Given how many "fundamental" limitations of AI have been resolved within the past few years, I'm skeptical. Even if you're right, I am not sure that the limitations you identified matter all that much in practice. I think very few human engineers are working on problems which are so novel and unique that AIs cannot grasp them without additional reinforcement learning.
> it will delete all the files in "X/"
How many "I deleted the prod database" stories have you seen? Humans do this too.
> follow arbitrary instructions from an attacker found in random documents
This is just the AI equivalent of phishing - inability to distinguish authorized from unauthorized requests.
Whenever people start criticizing AI, they always seem to conveniently leave out all the stupid crap humans do and compare AI against an idealized human instead.
> How many "I deleted the prod database" stories have you seen? Humans do this too.
Humans do it accidentally.
Sorry, but you're mistaking outputs with process. If you actually know what models are doing under the hood to product output that (admittedly) looks very convincing, you'll quickly realize that they are simply exceptionally good at statistically predicting the next token in a stream of tokens. The reason you are having to become an expert at context engineering, and the reason the labs still hire engineers, is because turning next token prediction into something that can simulate general intelligence isn't easy.
The boundaries of these systems is very easy to find, though. Try to play any kind of game with them that isn't a prediction game, or perhaps even some that are (try to play chess with an LLM, it's amusing).
Well, llms are way more stupid, doing things that even most juniors wouldn't do (and then you don't give PROD access to new junior hire, do you... most people are super careful with llms and simply don't trust them and don't let them anywhere near critical infra or data - thats seniority 101).

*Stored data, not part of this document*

PR #996, opened 2024-10-17
Reuse the BufferedImage in SwingOffscreenRenderer

samofcorinth:
Fix for https://youtrack.jetbrains.com/issue/CMP-6722/Excessive-garbage-generation-from-redrawing

Previously, the `draw` method would allocate a `BufferedImage` on every redraw, which is wasteful. This fix changed `SwingOffscreenRenderer` to reuse the same instance of `BufferedImage` and only clear it on redraws. Only changing the draw size would allocate a new `BufferedImage`.

### DIFF
--- a/skiko/src/awtMain/kotlin/org/jetbrains/skiko/swing/SwingOffscreenDrawer.kt
+++ b/skiko/src/awtMain/kotlin/org/jetbrains/skiko/swing/SwingOffscreenDrawer.kt
@@ -59,11 +59,13 @@ internal class SwingOffscreenDrawer(
     ): BufferedImage {
         val src = ByteBuffer.wrap(bytes)
         if (bufferedImage == null || bufferedImage?.width != width || bufferedImage?.height != height) {
+            bufferedImage?.flush()
             bufferedImage = BufferedImage(width, height, BufferedImage.TYPE_INT_ARGB_PRE)
             bufferedImageGraphics = bufferedImage?.createGraphics()
+        } else {
+            bufferedImageGraphics?.clearRect(0,0, width, height)
         }
         val image = bufferedImage!!
-        bufferedImageGraphics?.clearRect(0,0, width, height)
 
         val dstData = (image.raster.dataBuffer as DataBufferInt).data
         val srcData: IntBuffer = src.order(ByteOrder.LITTLE_ENDIAN).asIntBuffer()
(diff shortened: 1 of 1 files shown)


skiko/src/awtMain/kotlin/org/jetbrains/skiko/swing/SwingOffscreenDrawer.kt
```diff
@@ -56,7 +58,13 @@ internal class SwingOffscreenDrawer(
         dirtyRectangles: List<Rectangle>
     ): BufferedImage {
         val src = ByteBuffer.wrap(bytes)
-        val image = BufferedImage(width, height, BufferedImage.TYPE_INT_ARGB_PRE)
+        if (bufferedImage == null || bufferedImage?.width != width || bufferedImage?.height != height) {
+            bufferedImage = BufferedImage(width, height, BufferedImage.TYPE_INT_ARGB_PRE)
+            bufferedImageGraphics = bufferedImage?.createGraphics()
+        }
+        val image = bufferedImage!!
+        bufferedImageGraphics?.clearRect(0,0, width, height)
```
MatkovIvan, line 66:
```suggestion
        } else {
            bufferedImageGraphics?.clearRect(0, 0, width, height)
        }
        val image = bufferedImage!!
```

It seems clearing is only required in case of re-use

skiko/src/awtMain/kotlin/org/jetbrains/skiko/swing/SwingOffscreenDrawer.kt
```diff
@@ -56,7 +58,13 @@ internal class SwingOffscreenDrawer(
         dirtyRectangles: List<Rectangle>
     ): BufferedImage {
         val src = ByteBuffer.wrap(bytes)
-        val image = BufferedImage(width, height, BufferedImage.TYPE_INT_ARGB_PRE)
+        if (bufferedImage == null || bufferedImage?.width != width || bufferedImage?.height != height) {
+            bufferedImage = BufferedImage(width, height, BufferedImage.TYPE_INT_ARGB_PRE)
```
m-sasha, line 62: Possible additional optimizations:
1. Call `flush()` on the old `bufferedImage` to clear the GPU memory without waiting for GC.
2. (Questionable) If the new size is smaller on both dimensions, you could reuse the `BufferedImage` by using `getSubimage()`.

m-sasha: > I'm not sure if optimization 2 is worth the extra code complexity, since a one-off allocation is (relatively) cheap.

You could have many allocations in a short period when the window is being resized. But using `getSubImage()` by itself won't solve it if the window is getting bigger. What you could do, though, is to allocate a slightly bigger image upfront (say 20% larger on each axis) and use `getSubImage()` on that.

rock3r: Sounds like a nice follow-up, but we can probably do with the fix as-is for now? Should cover most cases already causing issues.

m-sasha (approved):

Which fundamental limitation do you mean? I haven't seen anything but slow, iterative improvements. Sure, if feels fine, turtle can eventually do 10,000 mile trek but just because its moving left and right feet and decreasing the distance doesn't mean its getting there anytime soon.
Parent mentioned way harder hurdles than iterative increments can tackle, rather radical new... everything.
> How many "I deleted the prod database" stories have you seen? Humans do this too.
Humans generally do it on accident. They don't preface it with "Let me delete the production database," which LLMs do.
> Given how many "fundamental" limitations of AI have been resolved within the past few years
Eh? Which limitations were solved?
> How many "I deleted the prod database" stories have you seen?
If you've used the latest models extensively, you must've noticed times when AI 'runs out of common sense' and keeps trying stupid stuff.
I'm somewhat convinced that the amazing (and improving!) coding ability of these LLMs comes from it being RLHFd on the conversations its having with programmers, with each successfully resolved bug, implemented feature ending up in training data.
Thus we are involuntarily building the world's biggest stackoverflow.
Which for the record is incredibly useful, and may even put most programmers out of a job (who I think at that point should feel a bit stupid for letting this happen), but its not necessarily AGI.